The left side of my body was dead to me. I never used it anyway. I stopped the bloodflow to my left arm and rested it on the table in front of me. As I pushed the razor’s blade into the vein at the wrist, my hand shuddered instinctively, a residue of feeling in the nerves that caused the flesh to respond but sent no signal to my brain.
Dead blood welled up at the point of incision, no longer being pumped in but still as eager as ever to escape. I pulled the knife along the course of the vein, opening up the forearm from wrist to elbow. I peeled the skin apart, pinning it down to the tabletop on each side. I wiped the blood away from the bones with a tea-towel that was still damp from dinner.
The etchings on the ulna were more beautiful than I had hoped. I started to remove it, sawing through the bone; first, just before the wrist, then just below the elbow. The breadknife was barely up to the job but I struggled through. Once I had finished I put the knife aside and then pulled the bone free from its pit.
I wiped it clean. I rotated it before me, a movement surprisingly awkward with a only a single hand available for the task. The picture carved into it extended all the way round. It was more than a picture really. A story told in delicate lines, circular and unending round the cylinder of bone, no beginning or end, a constant loop of unsettling depravity. Consumption and expulsion, death and re-death, all that the universe holds reduced to so little. And in its brevity, implications beyond measure.
It was hard to let it go, but I forced myself to set it aside. Underneath where the bone had lain, at the bottom of the valley of my hollowed out arm, in the clotted blood and the seeping marrow, unfurling now in the light that had been let it, my children were beginning to stir. Their translucent skin and formless faces turned towards the heat of the lamp. I picked them out as delicately as I could, my fingertips twice the size of their brittle skulls. One of them cracked between my fingers, but the other two survived. I placed them together on a saucer, and baptised them with my milk.

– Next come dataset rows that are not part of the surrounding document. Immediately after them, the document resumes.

PR #3398, opened 2024-10-29
change realtime preference position

adbenitez:


src/main/res/values/strings.xml
```diff
@@ -447,7 +447,7 @@
     <!-- title shown above a list contacts where one should be selected (eg. when a webxdc attempts to send a message to a chat) -->
     <string name="send_message_to">Send Message to…</string>
     <string name="enable_realtime">Realtime Webxdc Channels</string>
-    <string name="enable_realtime_explain">Enable Webxdc realtime APIs to create direct connections between devices.</string>
+    <string name="enable_realtime_explain">Enable Webxdc realtime APIs to create direct connections between devices. If this is enabled, your chat partners may be able to see your IP address.</string>
```
r10s, line 450: this is a bit shorter - and also removes the advice "enable ... to ...", which is a bit off as it will be enabled by default in the future.

```suggestion
    <string name="enable_realtime_explain">Webxdc realtime APIs allow direct connections between devices. If enabled, chat partners may be able to see your IP address.</string>
```

nb: we're otherwise not talking about much "webxdc" inside Delta Chat, but more about "apps" - but that is a bit forth and back anyways :) so, as being advanced, probably okay to call the option "Realtime Webxdc Channels" - alternative may be "Realtime App Channels", however, i do not really like that and also  do not have a really good other suggestion here

r10s (approved):
i would adapt the string as the advice "enable to ..." is misleading as it will be already enabled with https://github.com/deltachat/deltachat-core-rust/pull/6125

otherwise, lgtm

adbenitez:
feel free to suggest new strings for the explanation, I would like it to transmit the idea "some apps might not work properly if you disable this" since it is more damage than helpful if user disable it just because it seems like an useless feature that just "make apps faster" or "reveals my IP why would I want that?"

src/main/res/values/strings.xml
adbenitez: > nb: we're otherwise not talking about much "webxdc" inside Delta Chat,

I kept it because the title is also saying "webxdc" but otherwise I am up for renaming it, just saying "apps" is a bit broad/unclear tho

adbenitez:
see https://github.com/deltachat/deltachat-core-rust/pull/6125 for more context

src/main/res/values/strings.xml
```diff
@@ -447,7 +447,7 @@
     <!-- title shown above a list contacts where one should be selected (eg. when a webxdc attempts to send a message to a chat) -->
     <string name="send_message_to">Send Message to…</string>
     <string name="enable_realtime">Realtime Webxdc Channels</string>
-    <string name="enable_realtime_explain">Enable Webxdc realtime APIs to create direct connections between devices.</string>
+    <string name="enable_realtime_explain">Webxdc realtime APIs allow direct connections between devices. If enabled, chat partners may be able to see your IP address.</string>
```
Hocuri, line 450:
```suggestion
    <string name="enable_realtime_explain">This allows webxdc apps to create direct connections between devices. If enabled, chat partners may be able to see your IP address.</string>
```

Better not use the technical term "API here". 

I'm wondering if we should just add "If disabled, some apps may not work."

hpk42: i'd say it's clear that if you disable this option that realtime apps may not function.  
here is my suggestion (avoiding "webxdc realtime" which really does not tell users much if they don't know about it yet). 

```suggestion
    <string name="enable_realtime_explain">Enable real-time support for apps shared in chats. If enabled, chat partners may be able to discover your IP address after you started an app.</string>
```

r10s: note, that this string is only the _subtitle_, the _option title_ itself still has "webxdc" and "realtime" in, i think, we need to change both (it is only github, that does not allow to adapt unchanged lines)

so, if we take the suggestion from @hpk42 , maybe change the title from `Realtime Webxdc Channels` to `Support Real-Time Apps`?

r10s (approved):

Hocuri (approved):

adbenitez:
I added a dialog if real-time is disabled and the app needs it, to give a chance user can quickly fix problems if they disabled the setting without properly understanding scared by the "leaks IP" 

@r10s, @Hocuri improvements to the dialog message welcome

image

Hocuri (commented):
I just did a quick user test on this (we really ought to do those more often! though I was lucky to be around some non-technical users).

Both my users thought that "real-time support" is a chatbot that supports you in real-time😅

src/main/res/values/strings.xml
```diff
@@ -446,8 +447,9 @@
     <string name="send_file_to">Send \"%1$s\" to…</string>
     <!-- title shown above a list contacts where one should be selected (eg. when a webxdc attempts to send a message to a chat) -->
     <string name="send_message_to">Send Message to…</string>
-    <string name="enable_realtime">Realtime Webxdc Channels</string>
-    <string name="enable_realtime_explain">Enable Webxdc realtime APIs to create direct connections between devices.</string>
+    <string name="enable_realtime">Support Real-Time Apps</string>
+    <string name="enable_realtime_explain">Enable real-time support for apps shared in chats. If enabled, chat partners may be able to discover your IP address when you start an app.</string>
+    <string name="realtime_disabled_warning">Real-time support is disabled, this app may not work properly. Do you want to enable it? Chat partners may be able to discover your IP address</string>
```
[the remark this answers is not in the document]
adbenitez: this needs to be escaped

r10s (approved):

r10s:
ftr, i we want to come back to a dialog later on, we should remember this commit: https://github.com/deltachat/deltachat-android/pull/3398/commits/d986e83cc15fae458ba52e385d4ff449ca300624
(it was taken out of this PR as it may interfere with apps dealing nicely with realtime not available. and also may annoy users by nudging into re-enabling, which we maybe do not want. esp. for apps that work without realtime as written in the spec. we can reconsider later, if we have more experience and there are really non-testing-only realtime apps out)

adbenitez:
also notice that apps can make the real-time optional in their settings and then control it inside the app without causing the dialog to prompt every time since it is only shown if the app tries to use realtime,

alternatively, the API could be improved so apps realize realtime is disabled and don't try to use it, currently apps are totally blind trying to use realtime without realizing it is not available, it is good enough for apps that don't need it but that is not all apps

r10s:
i am not against a dialog, there are a lot of _"may"_ in my _"ftr"_ :)

PR #3400, opened 2024-10-29
improve msg_action_button

### LINKED ISSUE #3395: mini-apps' "start" button is hard to tap
it would be better to show as primary button like on desktop

adbenitez:
close #3395

### DIFF
--- a/src/main/java/org/thoughtcrime/securesms/ConversationItem.java
+++ b/src/main/java/org/thoughtcrime/securesms/ConversationItem.java
@@ -111,6 +111,7 @@ public class ConversationItem extends BaseConversationItem
   protected ViewGroup              contactPhotoHolder;
   private   ViewGroup              container;
   private   Button                 msgActionButton;
+  private   Button                 showFullButton;
 
   private @NonNull  Stub<ConversationItemThumbnail> mediaThumbnailStub;
   private @NonNull  Stub<AudioView>                 audioViewStub;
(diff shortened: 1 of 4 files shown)


r10s:
fine for that "start..." button. 

and also for the other buttons ("show full message", "download", "downloading") enlarging the click area sin a good idea, however, apart from that, we should not change the layout there - they are not primary buttons, and would get too much focus by that. eg. the "show full message" button is very often superfluous as we do not exactly know if the is needed or not, and in doubt, add the button. so putting additional focus on that is not needed, that is more a "more ..." button and should stay as is, layout wise

Hocuri:
Looking forward to a better start button on webxdcs!

I agree with @r10s that for "show full message" it would be nicer to keep the layout as-is, though for me it's not that important. But the "Download" button _is_ the primary button on this message and I do think that it would be nice to emphasize it similarly to the "Start" button. Not sure about the "Downloading..." and "Download failed" button because they are not primary buttons, but it's nicer to make them similar to the "Download" button in order to reduce flickering when the button changes from "Download" to "Downloading".

r10s:
yes, i agree that "Download" is a primary button for these bubbles bubble. but i may still look a bit weird, as there is just no other content in, same with having a primary button change title result in more flickering. therefore, as we anyway need two styles, still my suggestion to change the issue #3395 on point and only change the "start" button as proposed in the issue, not unrelated buttons.

Hocuri:
+1 for "Show full message".

But I don't think that this looks weird:

Screenshot_20241030-164122

and, in fact, I think it looks a lot better than it did before.

r10s:
i agree, it is fine :)

adbenitez:
I will need to add a extra button then for show-full-message and hide one and show the other in dependency, I knew this was coming, just tried to see if I could get away with this without the extra work :sweat_smile:

r10s:
yeah, it is probably easier to add a second button to the xml than to try to change the style programatically

adbenitez:
this is the results, nicer indeed:

adbenitez:
oops! I shared screenshot but forgot to push! please review now

Hocuri (approved):

PR #3405, opened 2024-10-31
add "realtime is disabled" dialog

adbenitez:
also add `window.webxdc.isRealtimeSupported()` so apps that don't require the feature to work can avoid the dialog pop up and just keep working without real-time, to mitigate annoyances when apps work without realtime and use it only to add extra features opportunistically 

`window.webxdc.isRealtimeSupported()`  makes sense in general as some webxdc implementations besides allowing to disable it, might just not support realtime channels feature, as it is more work to implement than the simple basic API, giving the client a way to communicate that the feature is missing without silently doing nothing, so apps can realize the lack of support and adapt or show a warning if they can't work without realtime

I guess this requires the Webxdc spec to be updated as well in some our repos

### DIFF
--- a/src/main/res/values/strings.xml
+++ b/src/main/res/values/strings.xml
@@ -449,7 +449,7 @@
     <string name="send_message_to">Send Message to…</string>
     <string name="enable_realtime">Real-Time Apps</string>
     <string name="enable_realtime_explain">Enable real-time connections for apps shared in chats. If enabled, chat partners may be able to discover your IP address when you start an app.</string>
-    <string name="realtime_disabled_warning">\"Real-time\" feature is disabled, this app may not work properly. Do you want to enable it? Chat partners may be able to discover your IP address</string>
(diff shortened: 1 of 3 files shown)


src/main/res/values/strings.xml
```diff
@@ -448,6 +449,7 @@
     <string name="send_message_to">Send Message to…</string>
     <string name="enable_realtime">Real-Time Apps</string>
     <string name="enable_realtime_explain">Enable real-time connections for apps shared in chats. If enabled, chat partners may be able to discover your IP address when you start an app.</string>
+    <string name="realtime_disabled_warning">\"Real-time\" feature is disabled, this app may not work properly. Do you want to enable it? Chat partners may be able to discover your IP address</string>
```
r10s, line 452: call the feature here as it is called in the settings. and do not forget the final, serious dot.

```suggestion
    <string name="realtime_disabled_warning">\"Real-Time Apps\" feature is disabled, this app may not work properly. Do you want to enable it? Chat partners may be able to discover your IP address.</string>
```

adbenitez:
not priority for now

Issue #3392, opened 2024-10-26
"Add (As) Second Device" does not show progress


r10s:
when adding an android as a second device of iOS (iOS sends, android receives), the progress is shown on iOS, but not on android.
instead, android stays at "0%" all the time - still, the transfer succeeded.

tested with ios1.148.1 and android 1.48.1, both core 1.148.4. the progress used to be working nicely before.

![IMG_0045](https://github.com/user-attachments/assets/5b284dc1-0fc8-41ad-867b-112b81c5a56f)

~~did not test other combinations, it is also unclear if that is an android or a core issue.~~ EDIT: i also tested the other way round, iOS as receiver shows the progress then, android as sender not, so **it seems to be an android issue**:

![IMG_0046](https://github.com/user-attachments/assets/ac730ed6-c417-4c45-bb88-6e954c4c48a9)

adbenitez:
I could not reproduce this, tried: 
- from Desktop `core-v1.142.12` to DC Android `core-v1.148.4` and it works fine
- from ArcaneChat `core-v1.148.4` to DC Android `core-v1.148.4` and it also works as expected

![image](https://github.com/user-attachments/assets/507ba46a-ba9f-41f5-8406-da91e693cc6b)

r10s:
thanks for testing, good to know it is not a general thing, so, this is no blocker anymore :)

i tried with an older android7 phone, maybe he progress bar is broken only there. 

still i am sure, it was displaying correctly there before as this is my "only"  working test phone - and add-second-device does not work in the emulator for me.

Hocuri:
As a quick mitigation that would be nice to have anyway, we should simply show "Transferring..." instead of "Transferring... 0%" as long as the progress is 0%, similar to what I started at https://github.com/deltachat/deltachat-android/pull/3337/

Simon-Laux:
transfer progress 0 is connecting devices, we should tell users to look at trouble shooting if this takes long, see https://github.com/deltachat/deltachat-desktop/issues/4420

r10s:
android  already now shows unconditionally a hint about checking wifi, so that's fine so far, and not the issue at hand.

I took the blackbird from its cage. It froze in my hand, shock and fear stilling its wings, yet its heart beating so hard against my palm it felt like it might burst forth from its chest. I laid it down in the tomb of my arm, and began to seal it in, pulling the pins from the desk and folding the skin back together. I sealed the wound with masking tape, one piece along the line of the cut, then several looped around my arm. I loosened the tourniquets and let the flood flow back in.
As I rolled my sleeve back down I could feel the beat of her wings inside.